▶ **Records provided**

PR #18325, opened 2024-12-13
Pass foreground rights to the emperor

### LINKED ISSUE #18324: New window instances do not gain foreground rights
### Windows Terminal version

1.23.3471.0

### Windows build number

_No response_

### Other Software

_No response_

### Steps to reproduce

* Set "New instance behavior" to "Create a new window"
* Launch from the start menu (= first window, first tab)
* Explicitly minimize
* Launch from the start menu again

### Expected Behavior

New window is in the foreground.

### Actual Behavior

New window fails to gain foreground rights.

lhecker:
Forgetti di spaghetti in #18215.

Closes #18324

## Validation Steps Performed

* Launch through the start menu
* Explicitly minimize
* Then...
  * Launch through the start menu again ✅
  * Launch via wtd.exe in Win+R ✅
  * Launch via wtd.exe in another Terminal ✅
  * Launch via handoff ✅

### DIFF
--- a/src/cascadia/WindowsTerminal/WindowEmperor.cpp
+++ b/src/cascadia/WindowsTerminal/WindowEmperor.cpp
@@ -170,6 +170,14 @@ static wil::unique_mutex acquireMutexOrAttemptHandoff(const wchar_t* className, 
                 .cbData = gsl::narrow<DWORD>(payload.size()),
                 .lpData = payload.data(),
             };
+
+            // Allow the existing instance to gain foreground rights.
+            DWORD processId = 0;
+            if (GetWindowThreadProcessId(hwnd, &processId) && processId)
+            {
+                AllowSetForegroundWindow(processId);
+            }
+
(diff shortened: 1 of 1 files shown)


lhecker:
(Very annoying issue in the current Canary, so I'm hoping for a quick merge today.)

DHowett (approved):
Oooh does it work?

lhecker:
At least my 2 test cases do work: Minimizing WT explicitly and then either launch from the start menu or via the explorer context menu.

zadjii-msft (approved):
ggez

DHowett:
Mind testing wtd.exe (since it uses CreateProcess!) and handoff?

One thing to note - and this may explain why we have never had good luck testing these things - is that when a debugger is attached a process gets some special "allowed to take foreground" permissions.

So make sure you test with no debugger!

lhecker:
Everything's tested, PR description is updated.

▶ **Problem to work on**
Word for word, retype each record.

▶ **Task solution**
PR #18325, opened 2024-12-13
Pass foreground rights to the emperor

### LINKED ISSUE #18324: New window instances do not gain foreground rights
### Windows Terminal version

1.23.3471.0

### Windows build number

_No response_

### Other Software

_No response_

### Steps to reproduce

* Set "New instance behavior" to "Create a new window"
* Launch from the start menu (= first window, first tab)
* Explicitly minimize
* Launch from the start menu again

### Expected Behavior

New window is in the foreground.

### Actual Behavior

New window fails to gain foreground rights.

lhecker:
Forgetti di spaghetti in #18215.

Closes #18324

## Validation Steps Performed

* Launch through the start menu
* Explicitly minimize
* Then...
  * Launch through the start menu again ✅
  * Launch via wtd.exe in Win+R ✅
  * Launch via wtd.exe in another Terminal ✅
  * Launch via handoff ✅

### DIFF
--- a/src/cascadia/WindowsTerminal/WindowEmperor.cpp
+++ b/src/cascadia/WindowsTerminal/WindowEmperor.cpp
@@ -170,6 +170,14 @@ static wil::unique_mutex acquireMutexOrAttemptHandoff(const wchar_t* className, 
                 .cbData = gsl::narrow<DWORD>(payload.size()),
                 .lpData = payload.data(),
             };
+
+            // Allow the existing instance to gain foreground rights.
+            DWORD processId = 0;
+            if (GetWindowThreadProcessId(hwnd, &processId) && processId)
+            {
+                AllowSetForegroundWindow(processId);
+            }
+
(diff shortened: 1 of 1 files shown)


lhecker:
(Very annoying issue in the current Canary, so I'm hoping for a quick merge today.)

DHowett (approved):
Oooh does it work?

lhecker:
At least my 2 test cases do work: Minimizing WT explicitly and then either launch from the start menu or via the explorer context menu.

zadjii-msft (approved):
ggez

DHowett:
Mind testing wtd.exe (since it uses CreateProcess!) and handoff?

One thing to note - and this may explain why we have never had good luck testing these things - is that when a debugger is attached a process gets some special "allowed to take foreground" permissions.

So make sure you test with no debugger!

lhecker:
Everything's tested, PR description is updated.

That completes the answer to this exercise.